これは好評だった前作とギャップがありすぎ、須田電波飛ばし過ぎが原因ですね。
後は個人的に発売一年後に完全版を出した金八がチュンへの信頼度という意味で暴落しました(笑)。

9 ■>>りおさんへ

こんばんは。

『シャドウオブメモリーズ』は、ボクにはまあ普通という印象ですかね…
『タイム・ホロウ』ははっきり言って好きではないですかね。なんというかギミックがつまらない。
まあ、気になるなら値段落ちてますし肝試しに買ってみても良いかも知れませんw

『雪割の花』はやるドラの中では一番好きでしたねw
ただまあ、あの主人公は…ね。うーん^^;
画面の作り方や、作画の雰囲気はかなり違いましたよね。一番季節感があったと思います。

『BLOOD』はPS2版は凄い難しいんですよねw
ただPSP版はフローチャートが収録されてるんで、緩和化されてたりします。

10 ■>>くまうたさんへ

ムーンライトシンドロームは、明らかに違うアプローチの作品になってましたしね^^;
須田さんも名は知られてない頃ですし、いきなりあの電波やられても「ない」でしょうw

金八先生を発売日に購入し、セブンイレブン先行販売にも対応したボクには、何と言うことはありませんw
まあ、あの頃のチュンは小売に総スカンされてたりするほどアレな頃ですから…

11 ■無題

>>ユキさんへ

答えはそこにある!ということでぐぐったら・・・
自分(ノ∀`)ノ∀`)ノ∀`)ジェトストリームアチャー

すみません現行機編マイナーハード編どちらも私記事読んでました、コメント時完全に失念していました。申し訳ありません。

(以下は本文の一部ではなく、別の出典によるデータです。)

PR #2933, opened 2023-04-05
core: prevent USB events from waking autolock timer

### LINKED ISSUE #2651: Softlock behaves incorrectly with CoinJoin
from Slack:

> Apparently the soft lock during coinjoin behaves somewhat unexpectedly. I left the device alone with lock time 10 min (afaik default) and after few hours, the device is still not locked. Looks like the API calls around coinjoin are resetting internal counter, which they shouldn't IMO.

Presumably the device should not be usable, but CoinJoin messages should be allowed to run through.

With current softlock implementation any USB message will reset the timer.
We might want to differentiate "soft" lock touch (done by an USB message) from a "hard" touch (done by user interaction).
A "hard" touch resets the internal timer. A "soft" touch keeps the timer running, but if there are any "soft" touches registered at the end of the period, the locking will not shut down the current workflow.

To test: CoinJoin operations (via `DoPreauthorized`) are allowed to run even if the device is currently locked. Does this actually work, i.e., doesn't the signing process somehow implicitly rely on storage being unlocked?

mmilata:
~~Given the timeline and complexity I did not feel confident implementing the proposed solution of #2651. This PR introduces different solution which avoids touching the idle timer when processing message listed as allowed to be processed when device is locked.~~

~~The disadvantage is that with unfortunate timing the autolock interrupts coinjoin signing if there's one in progress.~~

Fixes #2651.

### DIFF
--- a/core/src/apps/base.py
+++ b/core/src/apps/base.py
@@ -24,18 +24,6 @@ if TYPE_CHECKING:
     )
 
 
-_ALLOW_WHILE_LOCKED = (
-    MessageType.Initialize,
-    MessageType.EndSession,
-    MessageType.GetFeatures,
-    MessageType.Cancel,
-    MessageType.LockDevice,
-    MessageType.DoPreauthorized,
-    MessageType.WipeDevice,
-    MessageType.SetBusy,
-)
-
-
 def busy_expiry_ms() -> int:
     """
     Returns the time left until the busy state expires or 0 if the device is not in the busy state.
@@ -313,17 +301,18 @@ def set_homescreen() -> None:
         set_default(homescreen)
 
 
-def lock_device() -> None:
+def lock_device(interrupt_workflow: bool = True) -> None:
     if config.has_pin():
         config.lock()
         wire.find_handler = get_pinlocked_handler
         set_homescreen()
-        workflow.close_others()
+        if interrupt_workflow:
+            workflow.close_others()
 
 
 def lock_device_if_unlocked() -> None:
     if config.is_unlocked():
-        lock_device()
+        lock_device(interrupt_workflow=workflow.autolock_interrupts_workflow)
 
 
 async def unlock_device(ctx: wire.GenericContext = wire.DUMMY_CONTEXT) -> None:
@@ -355,7 +344,7 @@ def get_pinlocked_handler(
         if iface is usb.iface_debug:
             return orig_handler
 
-    if msg_type in _ALLOW_WHILE_LOCKED:
+    if msg_type in workflow.ALLOW_WHILE_LOCKED:
         return orig_handler
 
     async def wrapper(ctx: wire.Context, msg: wire.Msg) -> protobuf.MessageType:
--- a/core/src/apps/bitcoin/sign_tx/bitcoin.py
+++ b/core/src/apps/bitcoin/sign_tx/bitcoin.py
@@ -1,6 +1,7 @@
 from micropython import const
 from typing import TYPE_CHECKING
 
+from trezor import workflow
 from trezor.crypto.hashlib import sha256
 from trezor.enums import InputScriptType
 from trezor.utils import HashWriter, empty_bytearray
@@ -75,6 +76,10 @@ class Bitcoin:
             self.tx_info.tx,
             self.orig_txs,
         )
+
+        # Following steps can take a long time, make sure autolock doesn't kick in.
+        # This is set to True again after workflow is finished in start_default().
+        workflow.autolock_interrupts_workflow = False
 
         # Verify the transaction input amounts by requesting each previous transaction
         # and checking its output amount. Verify external inputs which have already
--- a/core/src/storage/cache.py
+++ b/core/src/storage/cache.py
@@ -47,6 +47,10 @@ LOCKSCREEN_ON = object()
 BUSYSCREEN_ON = object()
 homescreen_shown: object | None = None
 
+# Timestamp of last autolock activity.
+# Here to persist across main loop restart between workflows.
+autolock_last_touch: int | None = None
+
 
 class InvalidSessionError(Exception):
     pass
@@ -338,8 +342,11 @@ def stored_async(key: int) -> Callable[[AsyncByteFunc[P]], AsyncByteFunc[P]]:
 
 def clear_all() -> None:
     global _active_session_idx
+    global autolock_last_touch
 
     _active_session_idx = None
     _SESSIONLESS_CACHE.clear()
     for session in _SESSIONS:
         session.clear()
+
+    autolock_last_touch = None
--- a/core/src/trezor/wire/__init__.py
+++ b/core/src/trezor/wire/__init__.py
@@ -194,8 +194,6 @@ class Context:
                 expected_type.MESSAGE_NAME,
             )
 
-        workflow.idle_timer.touch()
-
         # look up the protobuf class and parse the message
         return _wrap_protobuf_load(msg.data, expected_type)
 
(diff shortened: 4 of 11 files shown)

PCE(なぜか画像はPC-FX版)はたらく少女 てきぱき~とSSだいなあいらんでコメントしようかと思ったりしたけど文章がまとまらずに終わったんでしたorz

J2は1章は半分育成シミュでしたが2章がほぼ完全AVGになるので問題な・・・ってこれも前書きましたねw

12 ■>>饅頭こわいさんへ

まあ、他の記事との繋がりを言いつつリンク貼らなかったボクが悪いんですけどね^^;
それにほぼ毎日更新してますから、忘れられてもしゃーないということで。

…だいなあいらん?
うーむ…何だったっけかと思いつつ検索したら、なんか見たことあるものが出てきましたw
正直言って竹本泉も『ゆみみみっくす』もそんなに思い入れがないんで完全に失念してましたね^^;

J2の扱いに関しては、雑誌によって変わる~って受け答えを前にもした記憶が…!

13 ■無題

やるドラポータブルって、現在だと4作中3作がDL販売されています。(2800円)
で、サンパギータだけDL販売されてないのはどんな大人の事情かちょっと興味ありますw

14 ■>>Tarutoさんへ

まあ、今ならアーカイブスも出てますから、むしろDL発売も当然な気もするんですけどね^^:
正直『サンパギータ』なら収録されなくてもどうでも良(略

15 ■はじめまして

いつも楽しく拝見しています。

「LUX-PAIN」の初週販売本数が約1本になってますよ(正しかったらごめんなさい)。
「そりゃあ売れなかったわ・・」と笑っちゃいました。

16 ■>>nkさんへ

ご指摘ありがとうございます、修正しておきました。